For purposes of this Policy, the “Year of the Financial Restatement Decision” is the earlier to occur of:

a.the year in which the Board, a committee of the Board, or any officer or officers authorized to take such action if Board action is not required, concludes, or reasonably should have concluded, that the Company is required to prepare a Restatement; or

b.the year in which a court, regulator, or other legally authorized body directs the Company to prepare a Restatement.
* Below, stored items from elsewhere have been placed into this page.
PR #487, opened 2025-02-04
projects: init deliverables

eljamm:
Python models for the projects' deliverables.

### DIFF
--- a/projects/deliverables.py
+++ b/projects/deliverables.py
@@ -1,0 +1,62 @@
+from enum import Enum
+
+
+class URL(str):
+    pass
+
+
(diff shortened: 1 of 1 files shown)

For the avoidance of doubt, a Covered Executive will be deemed to have received Covered Compensation from the Company in the Company’s fiscal period during which the financial reporting measure specified in the award is attained, even if the Covered Executive remains subject to additional payment conditions with respect to such award.

7.Method of Recoupment

The Committee will determine, in its sole discretion, the method for recouping erroneously awarded Covered Compensation, which may include, without limitation:

a.requiring reimbursement of cash-settled incentive compensation previously paid by the Company;

b.seeking recovery of any Equity Proceeds (as defined below);

c.seeking recovery of some or all vested Company equity (and/or equity-based) awards or cancelling or rescinding some or all unvested Company equity (and/or equity-based) awards;
d.adjusting or withholding from unpaid compensation of the Company or other set-off to the extent permitted by applicable law or regulation; and/or

e.reducing or eliminating future salary increases, incentive compensation, bonuses, awards or severance payable by the Company.

For purposes hereof, “Equity Proceeds” means all proceeds realized by a Covered Executive (i) in connection with the vesting or settlement of restricted stock awards, restricted stock units or other stock-based awards (including, for the avoidance of doubt, any performance awards) made by the Company and (ii) from the sale of shares of Company common stock, in each case previously obtained as incentive compensation from the Company.

8.Impracticability Exceptions

The Committee shall not seek recoupment of any erroneously awarded Covered Compensation to the extent it determines that:

a.the direct expense paid to a third party to assist in enforcing this Policy would exceed the amount of erroneously-awarded Covered Compensation to be recovered and the Company has made and documented its reasonable attempt to recover; and/or

b.recovery would likely cause an otherwise tax-qualified retirement plan, under which benefits are broadly available to Company employees, to fail to meet the requirements of Sections 401(a)(13) and 411(a) of the Internal Revenue Code of 1986, as amended, and the regulations thereunder.







9.No Indemnification

The Company shall not indemnify any Covered Executive against the loss of any erroneously awarded Covered Compensation or any Covered Compensation that is recouped pursuant to the terms of this Policy, or any claims relating to the Company’s enforcement of its rights under this Policy.

10.Severability

If any provision of this Policy or the application of any such provision to any Covered Executive shall be adjudicated to be invalid, illegal or unenforceable in any respect, such invalidity, illegality or unenforceability shall not affect any other provisions of this Policy, and the invalid, illegal or unenforceable provisions shall be deemed amended to the minimum extent necessary to render any such provision or application enforceable.

11.Amendments

The Committee may amend, modify or terminate this Policy in whole or in part at any time in its sole discretion and may adopt such rules and procedures that it deems necessary or appropriate to implement this Policy or to comply with applicable laws and regulations.

12.No Impairment of Other Remedies

The remedies under this Policy are in addition to, and not in lieu of, any legal and equitable claims the Company may have or any actions that may be imposed by law enforcement agencies, regulators or other authorities. The Company may adopt additional recoupment provisions in the future or amend existing requirements as required by law or regulation.